PR #648, opened 2024-08-21
Numerous minor changes for correctness.

robertlipe:
- **Zillions of tiny edits to remove a warning or improve correctness.**
- **Prep for push**
- **Fix typo in a symbol that should be deleted...**

## Contributing requirements

### DIFF
--- a/include/colordata.h
+++ b/include/colordata.h
@@ -23,7 +23,7 @@
 //
 // Description:
 //
-//    Palettes and other color table defnitions.  CPP daa in colordata.cpp
+//    Palettes and other color table definitions.  CPP daa in colordata.cpp
 //
 // History:     May-11-2021         Davepl      Commented
 //
@@ -34,7 +34,6 @@
 extern const CRGBPalette16 vuPaletteGreen;
 extern const CRGBPalette16 vuPaletteBlue;
 extern const CRGBPalette16 spectrumBasicColors;
-extern const CRGBPalette16 bluesky_pal;
 extern const TProgmemRGBGradientPalette_byte vu_gpGreen[];
 extern const TProgmemRGBPalette16 BlueHeatColors_p;
 extern const TProgmemRGBPalette16 HeatColors2_p;
--- a/include/deviceconfig.h
+++ b/include/deviceconfig.h
@@ -30,7 +30,6 @@
 
 #pragma once
 
-// #include <memory>
 #include <vector>
 #include <tuple>
 #include "jsonserializer.h"
--- a/include/deviceconfig.h
+++ b/include/deviceconfig.h
@@ -30,10 +30,9 @@
 
 #pragma once
 
-#include <memory>
+// #include <memory>
 #include <vector>
 #include <tuple>
-#include <algorithm>
 #include "jsonserializer.h"
 #include "types.h"
 
@@ -146,7 +145,7 @@ class DeviceConfig : public IJSONSerializable
 
     static constexpr int _jsonSize = 1024;
 
-    void SaveToJSON();
+    void SaveToJSON() const;
 
     template <typename T>
     void SetAndSave(T& target, const T& source)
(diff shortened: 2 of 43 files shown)


rbergen:
Hi @robertlipe, I was wondering how/to what extent you've tested these changes?

rbergen:
For me the main thing is that I **hate** breaking functionally working code to implement improvements that may not even be contested in themselves, but are "only" improvements on a non-functional level. At a 99.5% chance of over-explaining, the reason is that in my mind the only real reason for code to be there is to do the stuff it does. There are almost always multiple ways to do stuff and some are better than others, but if the code that's there works and the best-case scenario from a functional perspective is that it does exactly what it does now, then I tend to stick to "if it ain't (functionally) broken, don't try to fix it."

In a "binary world" that would put me on the track of "thanks, I'll take the comment changes, but let's just leave the code alone until we have another reason to change it". However, I do understand the value of maintainability, consistency, testability (yes, I read ahead), etc. so I'm not going to make that the conclusion just like that.

It does mean that I think we should indeed know we've tested all code paths we're touching at least once, and can't really have any known blind spots there. As responsible guardians of our users' functionality, if you will. And I know, most if not all of these changes should "just work", but you and I have both been doing this long enough to have collected a beautiful batch of campfire stories where it should have just worked... and didn't.

So, if testing blind spots do exist (like the colorserver example you mention), then let's cover those before we proceed. And colorserver is a great example, because I also don't use that - which is why I don't think I've ever touched its code in my three years on this project. If we can "casually" make the way we cover them automated and repeatable then one could successfully argue with me that we actually _have_ a reason to touch the code.

Concerning the contestability of the changes in this PR at a non-functional level: in my view many of them are clearly improvements because the English language dictates that words are spelled in a certain way, because `.empty()` is less error-prone than `.size() == 0`, adding `const` more clearly documents in code what is (not) supposed to happen in a function or with a variable/parameter, etc. In some other cases I think it's more of a coding style/standard thing. Is a raw string literal really clearer than two escaped double quotes, when that literal is still part of a string concatenation? I think one could argue either way (and in all honesty: I think not, but that's also just an opinion).

Which kind of brings me to the question about what makes changes like these more digestible for me, in decreasing order of importance:

1., 2. and 3. Make sure you've tested the new version of the old working code and have seen it working
4. Make it "obvious" that the change is an improvement, not the likely subject of a conversation that boils down to "but I really think blue is better than red!" (I know there is a bit of aptness in US politics with that statement, and it's actually a case in point in a way: I do have a strong opinion on the matter, but as I have no vote and therefore no influence, I think it's best for me to keep my mouth shut about _that_ topic...)

Also, non-functional changes that are part of another "objective" improvement are always easier for me to be comfortable with, if only because that tends to cover the first criterion.

I don't know if I've covered all points you asked my input on with this; feel free to point out any that I missed.

Cheers,
Rutger

rbergen:
@robertlipe May I suggest we reopen this? I really would like to incorporate these changes to the extent we (that includes me personally) can test them, and I that's actually the majority of them.

rbergen:
I'm reopening this myself - I noticed the PR was created from a branch in my own fork, so I feel I'm not out of line by doing so.

Compared to the original submission by @robertlipe:

- The changes to socketserver.h have been reverted, as I can't properly test them.
- I've reverted a couple of changes I felt didn't constitute an improvement to the codebase.
- I've included an update to platformio.ini, to fix builds for M5 devices - they started breaking because the M5Unified library now depends on M5GFX, which wasn't pulled in when M5Unified was pulled in from GitHub instead of as a PlatformIO package.

All other changes included in the original PR have been tested by myself using the Mesmerizer and Spectrum (for M5StickC Plus) configurations.

rbergen:
As I prepare to merge this, I'm hereby documenting for posterity that I'll restore the originally proposed changes to socketserver.h in this PR's head branch after this PR has been merged. 

That way they can still be applied after someone has been able to confirm on actual hardware that the changes don't break anything.

PR #658, opened 2024-10-10
nuke reg

robertlipe:
- **Remove outdated kludge for FastLED's use of register.**

## Description
FastLED used to use C style hints of 'register' that were deprecated
long ago and the keyword was removed in C++17. There was a kludge
that just defined register away.
FastLED was been updated (long ago) so this is no longer necessary.
We can return this token to valid namespace.

This has been in my tree for many months and has survived buddybuilds
and a variety of FastLED versions.

## Contributing requirements

### DIFF
--- a/platformio.ini
+++ b/platformio.ini
@@ -35,7 +35,6 @@ monitor_port    =
 build_type      = release
 upload_speed    = 1500000
 build_flags     = -std=gnu++2a
-                  -Dregister=                       ; Sinister: redefine 'register' so FastLED can use that keyword under C++17 and later C++ versions
                   -g3
                   -Ofast
                   -ffunction-sections


rbergen:
Thanks!

If this "sinister" hack is no longer necessary then I'm all for removing it. So, that change I support.

However, there are two issues with the PR:

- It includes a lot more than the undefine of `register`. To me it looks like it includes at least also the changes proposed in #648, which is still open due to an unresolved discussion about testing.
- Probably (partly) due to the previous point, it now causes merge conflicts in 4 files.

From a pragmatic perspective, the easiest way forward for the `register` change may be to create a branch from current "main", apply the change to it and base the PR on that.

rbergen:
As discussed out-of-band, I don't know any developer who used git more than a week who does not have some horror story experience with it. Which means things like these are part of the dynamics, which means apologies are not necessary.

And in relation to that, just in case there's any confusion: my previous comment was an observation, not an accusation. Shit happens, pardon my French.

WHAT YOU NEED TO DO ->
Your answer must be a single number: the count of lines in the records that hold the word "they".

WRITTEN ANSWER ->
2